Now many banks prepare their own risk models to assess credit worthiness of customers.  Especially global banks are required to prepare the models by regulators, such as BIS, FSA and central banks. Major regional banks are also promoted to have risk models to assess credit worthiness.  Regulations may differ from countries to countries,  by size of banks.  But it is generally said that banks should have their risk models to enhance credit risk management.  When I used to be a credit risk manager of the Japanese consumer finance company, which is one of  the group companies in the biggest financial group in Japan,  each customer is rated by credit risk models. Good rating means you can borrow money with lower interest. On the other hand, bad rating means you can borrow only limited amount of money with higher interest rate or may be rejected to borrow. From the standpoint of management of banks, it is good because banks can keep consistency of the lending judgements to customers among the all branches.  The less human judgement exists, the more consistency banks keep.  Even though business models may be different according to strategies of banks, the basic idea of the assessment of credit worthiness is the same.

 

2. “Loan application form” is a starting point of the rating process

So you understand credit risk models play an important role.
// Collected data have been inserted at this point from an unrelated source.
PR #1568, opened 2023-01-30
build: silently fail if git remote not found

crazy-max:
reported by @tonistiigi 

> Got this warning `WARNING: failed to get git remote url: no remote URL found for either origin or upstream` from by xx checkout. As a regular user I wouldn't really understand what it is about. Not even clear it came from buildx.

As discussed we should just silently fail if remote Git URL is not found. Also improve warning message by adding `buildx:` prefix.

### DIFF
--- a/build/git.go
+++ b/build/git.go
@@ -52,20 +52,20 @@ func getGitAttributes(ctx context.Context, contextPath string, dockerfilePath st
 	gitc, err := gitutil.New(gitutil.WithContext(ctx), gitutil.WithWorkingDir(wd))
 	if err != nil {
 		if st, err := os.Stat(path.Join(wd, ".git")); err == nil && st.IsDir() {
-			return res, errors.New("git was not found in the system. Current commit information was not captured by the build")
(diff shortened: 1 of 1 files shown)


build/git.go
```diff
@@ -52,20 +52,20 @@ func getGitAttributes(ctx context.Context, contextPath string, dockerfilePath st
 	gitc, err := gitutil.New(gitutil.WithContext(ctx), gitutil.WithWorkingDir(wd))
 	if err != nil {
 		if st, err := os.Stat(path.Join(wd, ".git")); err == nil && st.IsDir() {
-			return res, errors.New("git was not found in the system. Current commit information was not captured by the build")
+			return res, errors.New("buildx provenance: git was not found in the system. Current commit information was not captured by the build")
```
tonistiigi, line 55: I think just `buildx:` would be enough for prefix?

crazy-max: I'm also fine with it

tonistiigi (approved):

PR #1574, opened 2023-01-31
ci: fix pr branch name in releases-json workflow

crazy-max:
```
  /usr/bin/git checkout --progress -B releases-json/ 9f0b2a21-fceb-4f3a-832c-19ad87af7a3f --
  fatal: 'releases-json/' is not a valid branch name
  Error: The process '/usr/bin/git' failed with exit code 128
```

Well, on `workflow_dispatch` there is no release name. Let's just put a fixed branch name.

### DIFF
--- a/.github/workflows/releases-json.yml
+++ b/.github/workflows/releases-json.yml
@@ -46,7 +46,7 @@ jobs:
         uses: peter-evans/create-pull-request@2b011faafdcbc9ceb11414d64d0573f37c774b04
         with:
           base: master
-          branch: releases-json/${{ github.event.release.name }}
+          branch: bot/releases-json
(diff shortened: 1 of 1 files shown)


.github/workflows/releases-json.yml
```diff
@@ -46,7 +46,7 @@ jobs:
         uses: peter-evans/create-pull-request@2b011faafdcbc9ceb11414d64d0573f37c774b04
         with:
           base: master
-          branch: releases-json/${{ github.event.release.name }}
+          branch: bot/releases-json
```
jedevc, line 49: Would prefer if we could do something like a date? Just to disambiguate between multiple.

jedevc (approved):

PR #1577, opened 2023-01-31
monitor: add shell escape feature

jedevc:
Debuggers like GDB support prefixing a command with an exclamation mark "!" to pass the rest of the command to the shell. We can mimic this functionality.

Additionally, we can enable shlex parsing easily by using the google/shlex utility.

### DIFF
--- a/monitor/monitor.go
+++ b/monitor/monitor.go
@@ -2,8 +2,11 @@ package monitor
 
 import (
 	"context"
+	"errors"
 	"fmt"
 	"io"
+	"os/exec"
+	"runtime"
 	"sort"
 	"strings"
 	"sync"
@@ -12,6 +15,7 @@ import (
 	"github.com/containerd/console"
 	controllerapi "github.com/docker/buildx/commands/controller/pb"
 	"github.com/docker/buildx/util/ioset"
+	"github.com/google/shlex"
 	"github.com/sirupsen/logrus"
 	"golang.org/x/term"
 )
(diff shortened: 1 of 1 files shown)


monitor/monitor.go
```diff
@@ -255,3 +276,10 @@ type nopCloser struct {
 }
 
 func (c nopCloser) Close() error { return nil }
+
+func defaultShell(os string) []string {
```
thaJeztah, line 280: Is this what's used to run in the container?

- Should this ideally be shared with what's defined in [BuildKit](https://github.com/moby/buildkit/blob/9b28f40b8e80244e27cc2935c1522f2f63e7f55e/frontend/dockerfile/dockerfile2llb/defaultshell.go#L3-L8)?
- Also curious what should happen if the image actually has a different shell configured (`SHELL`), and perhaps expects something different than the default

jedevc: This isn't inside the container - that's handled separately.

This is to just run something on the client system, outside of the debugging session.

thaJeztah: Ah, yeah, if it's not inside the container then definitely doesn't need to be shared 👍

ktock (approved):
Thank you!

tonistiigi (commented):
For what would you use this?

jedevc:
I often use something like this when working with GDB to work out what's in the environment - listing files, reading their contents of them, etc. Maybe using shell to construct a specific input that might cause a bug, and then rerun the entire program, keeping previous breakpoints, etc, without needing to restart the GDB session, or open a different shell session.

This is possibly even more useful for working with debugging scenarios - e.g. you might want to create, view, edit or remove files using the shell that are used in your build. I can imagine using it like so:

```
(buildx) !make vendor # or some other simple change
(buildx) reload # rerun the build
```

jedevc:
I'd still be interested in taking this, or something like this - even though it's not in keeping with our style in buildx, it feels like it's more in style with other debuggers: it's kind of just about force-of-habit.

Maybe it would be good enough if we support CTRL+z to background the process to easily allow getting back to the host terminal, at least from monitor mode?

tonistiigi:
>  it feels like it's more in style with other debuggers:

Other debuggers debug your host software. We should stick to only processes defined using containers.

PR #1581, opened 2023-02-01
monitor: resolve paths arguments in client

ktock:
Following up for https://github.com/docker/buildx/pull/1296#issuecomment-1410470087

Quoted from @jedevc 's comment (https://github.com/docker/buildx/pull/1296#issuecomment-1410470087):

> ```
> BUILDX_EXPERIMENTAL=1 buildx build . --builder=dev --invoke=sh
> INFO: connecting to buildx server
> [+] Building 0.0s (2/2) FINISHED                                                                                                                                  
>  => [internal] load build definition from Dockerfile                                                                                                         0.0s
>  => => transferring dockerfile: 2B                                                                                                                           0.0s
>  => [internal] load .dockerignore                                                                                                                            0.0s
>  => => transferring context: 2B                                                                                                                              0.0s
> ERROR: failed to build: rpc error: code = Unknown desc = failed to solve: failed to read dockerfile: open /tmp/buildkit-mount3665150422/Dockerfile: no such file or directory
> ```

This commit allows using relative paths on `buildx build` arguments by fixing the controller client to resolve paths on the client side.

### DIFF
--- a/commands/build.go
+++ b/commands/build.go
@@ -8,6 +8,7 @@ import (
 	"fmt"
 	"io"
 	"os"
+	"path/filepath"
 	"runtime"
 	"strconv"
 	"strings"
@@ -28,6 +29,7 @@ import (
 	"github.com/docker/cli/cli"
 	"github.com/docker/cli/cli/command"
 	dockeropts "github.com/docker/cli/opts"
+	"github.com/docker/docker/builder/remotecontext/urlutil"
 	"github.com/docker/docker/pkg/ioutils"
 	"github.com/moby/buildkit/client"
 	"github.com/moby/buildkit/exporter/containerimage/exptypes"
@@ -514,6 +516,13 @@ func launchControllerAndRunBuild(dockerCli command.Cli, options buildOptions) er
 	}
 
 	// Start build
+	// NOTE: buildx server has the current working directory different from the client
+	// so we need to resolve paths to abosolute ones in the client.
+	optsP, err := resolvePaths(&opts)
+	if err != nil {
+		return err
+	}
+	opts = *optsP
 	ref, resp, err := c.Build(ctx, opts, pr, os.Stdout, os.Stderr, progress)
 	if err != nil {
 		return errors.Wrapf(err, "failed to build") // TODO: allow invoke even on error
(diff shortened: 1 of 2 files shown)


jedevc:
Hm, I'm fairly sure we should look for a better way to go about this :thinking:

As is, this looks *really* tricky to maintain over time, and I think it's best to avoid modifying the user-provided options wherever possible. I think we need to push down the file resolution to the components that actually open the files, though those are scattered in BuildKit's client code as well as in Buildx.

For example, in Buildkit, we need to handle it here:

https://github.com/docker/buildx/blob/6506166f02c3c856507a1b1708e1cd6fac2bf614/vendor/github.com/moby/buildkit/client/solve.go#L193-L201

To get the information of the right path through - I think we need to add a current working directory field to the `SolveOpt`. Then that gives us the ability to handle the paths used in the cache importers/exporters, as well as the dockerfile and contexts.

For things like the metadata file, and secrets, we need to handle those buildx-side - so we'd need to add the same working directory property to the `controllerapi.BuildOptions`.

I think this would work better as a long-term approach? The buildkit-side patches shouldn't be too complex, and should just affect the client, so we wouldn't need new capabilities or anything.

@tonistiigi are we missing an easier option here?

jedevc:
With #1614 merged, @ktock, could you rebase this with those most recent changes?

ktock:
@jedevc Thank you for working on #1614. Rebased this PR on that commit.

commands/build.go
```diff
@@ -649,3 +657,154 @@ func dockerUlimitToControllerUlimit(u *dockeropts.UlimitOpt) *controllerapi.Ulim
 	}
 	return &controllerapi.UlimitOpt{Values: values}
 }
+
+// resolvePaths resolves all paths contained in controllerapi.BuildOptions
+// and replaces them to absolute paths.
+func resolvePaths(options *controllerapi.BuildOptions) (_ *controllerapi.BuildOptions, err error) {
+	if options.ContextPath != "-" {
+		options.ContextPath, err = absIfLocal(options.ContextPath)
```
jedevc, line 665: I'm not sure if we should do `os.Stat` here as part of `absIfLocal`? I think we should just do `filepath.Abs`, and similarly below.

We know at this point it's definitely a path, and if the file doesn't exist, we should let the controller throw the error (which may or may not be a file not found error, we shouldn't assume the implementation at this point).

ktock: Thank you for the comment. Yes, we don't need os.Stat here because the options are already strongly typed. Fixed the patch.

jedevc: I just pushed a commit on top to handle the new oci-layout named context (which can also be a path). Does that seem good to you? If so, I think this is ready-to-go :tada:

jedevc (approved):

commands/build.go
ktock: Thank you for the following-up! LGTM.

PR #1582, opened 2023-02-01
Linting tidy-ups

jedevc:
Adds two new linting rules, gosec (to catch potential security issues, similar to https://github.com/moby/buildkit/pull/3224), and forbidigo (to catch use of `fmt.Errorf`, similar to https://github.com/moby/buildkit/pull/3305).

The gosec fixups did catch a couple of loop reference issues in the bake code, where we continued looping after capturing a reference from the loop - which would invalidate that reference. @crazy-max can you confirm these look alright to you now?


crazy-max (approved):
LGTM

PR #1591, opened 2023-02-03
update github.com/compose-spec/compose-go to v1.9.0

crazy-max:
https://github.com/compose-spec/compose-go/compare/v1.6.0...v1.9.0

### DIFF
--- a/bake/compose.go
+++ b/bake/compose.go
@@ -185,7 +185,7 @@ func loadDotEnv(curenv map[string]string, workingDir string) (map[string]string,
 		return nil, err
 	}
 
-	envs, err := dotenv.UnmarshalBytes(dt)
+	envs, err := dotenv.UnmarshalBytesWithLookup(dt, nil)
 	if err != nil {
 		return nil, err
 	}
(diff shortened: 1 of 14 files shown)


bake/compose.go
```diff
@@ -185,7 +185,7 @@ func loadDotEnv(curenv map[string]string, workingDir string) (map[string]string,
 		return nil, err
 	}
 
-	envs, err := dotenv.UnmarshalBytes(dt)
+	envs, err := dotenv.UnmarshalBytesWithLookup(dt, nil)
```
crazy-max, line 188: signature changed: https://github.com/compose-spec/compose-go/commit/784a7e77d00efbc046bc9b3c19b8a5936ffe1606#diff-4c44c44d24dee73102acafac9247f9522055c6f12509b32912544f239f314b8dL136-L139

jedevc (approved):

bake/compose.go
thaJeztah: Will that be problematic (e.g. compose using both `buildx 0.10` (which doesn't have this patch) and `compose-go 1.9.0` ? Do we need (deprecated) compatibility wrappers in compose-go? ./cc @ndeloof

crazy-max: I don't think so, compose-go in buildx is only used for bake and compose only use the `build` package in buildx afaik.

PR #1592, opened 2023-02-03
build: check reachable git commits

### LINKED ISSUE #1587: Git warning being displayed when building in a git directory with no commits yet
Encountered with `buildx: Docker Buildx (Docker Inc., v0.10.0)`

To reproduce (in a new dir):
```shell
git init
echo "FROM scratch" > Dockerfile
docker buildx build .
```

Output:
```
 => => transferring dockerfile: 50B                                        0.0s
 => [internal] load .dockerignore                                          0.0s
 => => transferring context: 2B                                            0.0s
 => exporting to image                                                     0.0s
 => => writing image sha256:54ac6bb475f018dd78804ac491a2dc0e0e3331f8b6347  0.0s
WARNING: failed to get git commit: fatal: ambiguous argument 'HEAD': unknown revision or path not in the working tree.
Use '--' to separate paths from revisions, like this:
'git <command> [<revision>...] -- [<file>...]'
```

crazy-max:
fixes #1587 

We should check if the working tree has git commits before retrieving the git commit so it would not fail. I was also thinking of just silently fail. Let me know what sounds best.

### DIFF
--- a/build/git.go
+++ b/build/git.go
@@ -64,7 +64,7 @@ func getGitAttributes(ctx context.Context, contextPath string, dockerfilePath st
 		return res, nil
 	}
 
-	if sha, err := gitc.FullCommit(); err != nil {
+	if sha, err := gitc.FullCommit(); err != nil && !gitutil.IsUnknownRevision(err) {
 		return res, errors.Wrapf(err, "buildx: failed to get git commit")
 	} else if sha != "" {
 		if gitc.IsDirty() {
--- a/util/gitutil/gitutil.go
+++ b/util/gitutil/gitutil.go
@@ -3,6 +3,7 @@ package gitutil
 import (
 	"bytes"
 	"context"
+	"os"
 	"os/exec"
 	"strings"
 
@@ -115,6 +116,9 @@ func (c *Git) run(args ...string) (string, error) {
 	if c.wd != "" {
 		cmd.Dir = c.wd
 	}
+
+	// Override the locale to ensure consistent output
+	cmd.Env = append(os.Environ(), "LC_ALL=C")
 
 	stdout := bytes.Buffer{}
 	stderr := bytes.Buffer{}
--- a/util/gitutil/gitutil.go
+++ b/util/gitutil/gitutil.go
@@ -138,3 +138,12 @@ func (c *Git) clean(out string, err error) (string, error) {
 	}
 	return out, err
 }
+
+func IsUnknownRevision(err error) bool {
+	if err == nil {
+		return false
+	}
+	// https://github.com/git/git/blob/a6a323b31e2bcbac2518bddec71ea7ad558870eb/setup.c#L204
+	errMsg := strings.ToLower(err.Error())
+	return strings.Contains(errMsg, "unknown revision or path not in the working tree") || strings.Contains(errMsg, "bad revision")
+}
--- a/util/gitutil/gitutil_test.go
+++ b/util/gitutil/gitutil_test.go
@@ -46,6 +46,18 @@ func TestGitShortCommit(t *testing.T) {
 	require.Equal(t, 7, len(out))
 }
 
+func TestGitFullCommitErr(t *testing.T) {
+	Mktmp(t)
+	c, err := New()
+	require.NoError(t, err)
+
+	GitInit(c, t)
+
+	_, err = c.FullCommit()
+	require.Error(t, err)
+	require.True(t, IsUnknownRevision(err))
+}
+
 func TestGitTagsPointsAt(t *testing.T) {
 	Mktmp(t)
 	c, err := New()


jedevc (approved):

build/git.go
```diff
@@ -64,17 +64,19 @@ func getGitAttributes(ctx context.Context, contextPath string, dockerfilePath st
...
-	} else if sha != "" {
-		if gitc.IsDirty() {
-			sha += "-dirty"
-		}
-		if setGitLabels {
-			res["label:"+specs.AnnotationRevision] = sha
-		}
-		if setGitInfo {
-			res["vcs:revision"] = sha
+	if gitc.HasCommit() {
```
tonistiigi, line 67: Could we do this as an error handler for `FullCommit` instead? 99.9% of builds will not have this special no-commit repo case and don't need the extra `git` binary call.

util/gitutil/gitutil.go
```diff
@@ -134,3 +134,7 @@ func (c *Git) clean(out string, err error) (string, error) {
 	}
 	return out, err
 }
+
+func IsUnknownRevision(err error) bool {
+	return err != nil && (strings.Contains(err.Error(), "unknown revision or path not in the working tree") || strings.Contains(err.Error(), "bad revision"))
```
thaJeztah, line 139: Is this error produced by git itself? Would it make sense to link to the source code where this originates from (in case this error would ever change; that way we know where to look for the updated error string).

(I did a quick search, and found other projects also referring to this error, so I "assume" it's an error produced by git https://grep.app/search?q=%22unknown%20revision%20or%20path%20not%20in%20the%20working%20tree%22)

thaJeztah: LOL, looks like others [generate this errors with a capital `U`](https://github.com/github/hub/blob/38bcd4ae469e5f53f01901340b715c7658ab417a/git/git.go#L136) (do we need to to `strtolower` the error, or match on `nknown revision` (skipping the first letter)? 

I also wonder if this string can be localised on Windows; looking at this line, (using `test_i18ngrep `) I fear that may be possible; https://github.com/git/git/blob/a6a323b31e2bcbac2518bddec71ea7ad558870eb/t/t1506-rev-parse-diagnosis.sh#L112

thaJeztah: Maybe we need to call `git` with a specific locale 🤔 https://stackoverflow.com/a/13044660/1811501

crazy-max: Might be better to use `LC_ALL=C` for git commands then https://www.gnu.org/software/gettext/manual/html_node/The-LANGUAGE-variable.html to override all the other localization settings.

thaJeztah: LOL, yeah, whatever works (and whatever doesn't _require_ locale configs to be present) as long as we get something consistent that we can parse.

My eye dropped on it, and I recall users on Windows reporting tickets and in those tickets various commands were translated, so I anticipated "that could be problematic if we're looking for a specific string"

jedevc (approved):

util/gitutil/gitutil.go
```diff
@@ -116,6 +117,9 @@ func (c *Git) run(args ...string) (string, error) {
 		cmd.Dir = c.wd
 	}
 
+	// Override the locale to ensure consistent output
+	cmd.Env = append(os.Environ(), "LC_ALL=C")
```
thaJeztah, line 121: Before I facepalm myself for not asking; did someone look (or do we need a tracking ticket) on the BuildKit side if we should also set this option there? (I think BuildKit also shells out to `git` - it may be in a more predictable environment, but possibly could still be a good thing to do)

util/gitutil/gitutil.go
```diff
@@ -134,3 +138,10 @@ func (c *Git) clean(out string, err error) (string, error) {
 	}
 	return out, err
 }
+
+func IsUnknownRevision(err error) bool {
+	// https://github.com/git/git/blob/a6a323b31e2bcbac2518bddec71ea7ad558870eb/setup.c#L204
+	return err != nil &&
+		(strings.Contains(strings.ToLower(err.Error()), "unknown revision or path not in the working tree") ||
+			strings.Contains(strings.ToLower(err.Error()), "bad revision"))
+}
```
thaJeztah, line 147: Mostly a nit (the whole condition is becoming a bit lengthy); wondering if splitting up, and using an early return makes things easier to read.

```go
func IsUnknownRevision(err error) bool {
	if err == nil {
		return false
	}
	// https://github.com/git/git/blob/a6a323b31e2bcbac2518bddec71ea7ad558870eb/setup.c#L204
	errMsg := strings.ToLower(err.Error())
	return strings.Contains(errMsg, "unknown revision or path not in the working tree") || strings.Contains(errMsg, "bad revision")
}
```

thaJeztah (approved):
LGTM, but left some thoughts 😂

util/gitutil/gitutil.go
crazy-max: It might be useful on BuildKit too so we have a consistent output when users report issues.

thaJeztah (approved):
LGTM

Next, you may wonder how rating of each customer is provided.  Here “classification” works. Let me explain about this.  When we try to borrow money,  It is required to fill “application forms”. Even though the details of forms are different according to banks,  we are usually asked to fill “age” “job title” “industry” “company name” “annual income” “owned assets and liabilities” and so on.   These data are input into risk models as “features”.   So each customer has a different value of “features”.  For example, someone’s income is high while others income is low.   Then I can say  “Features”of each customer can explain credit worthiness of each customer.   In other words,  credit risk model can “classify”  customers with high credit worthiness and customers with low credit worthiness by using  “features”.

 

3.  Rating of each customer are provided based on “probability of default

Then let us see how models can classify customers in more details. Each customer has values of “features”  in the application form. Based on the values of “features”, each customer obtains his/her own “one value”.  For example, Tom obtains “-4.9” and Susum obtains “0.9” by adding “features” multiplied with “its weight”.  Then we can obtain “probability of default” for each customer.  “Probability of default” means the likelihood where the customer will be in default in certain period, such as one year. Let us see Tom’s case. According to the graph below,  Tom’s probability of default, which is shown in y-axis, is close to 0.  Tom has a low “probability of default”. It means that he is less likely to be in default in the near term. In such a case,  banks provide a good rating to Tom. This curve below is called “logistic curve” which I explained last week. Please look at my week letter on 23 April.

logistic2

Let us see Susumu’s case. According to the graph below,  Susumu’s probability of default, which is shown in y-axis, is around 0.7, 70%.  Susumu has a high probability of default. It means that he is likely to be in default in the near term. In such a case,  banks provide a bad rating to Susumu. In summary,  the lower probability of default is,  the better rating is provided to customers.

 

logistic1

Although there are other methods  of “classification”,  logistic curve is widely used in the financial industry as far as I know. In theory, the probability of default can be obtained for many customers from individuals to big company and sovereigns, such as “Greeks”.  In practice, however, more data are available in loans to individuals and small and medium size enterprises (SME) than loans to big companies.  The more data are available, the more accurately banks can assess credit worthiness. If there are few data about defaults of customers in the past,  it is difficult to develop credit risk models effectively. Therefore, risk models of individuals and SMEs might be easier than risk models of big companies as more data are usually available in loans to individuals and SMEs.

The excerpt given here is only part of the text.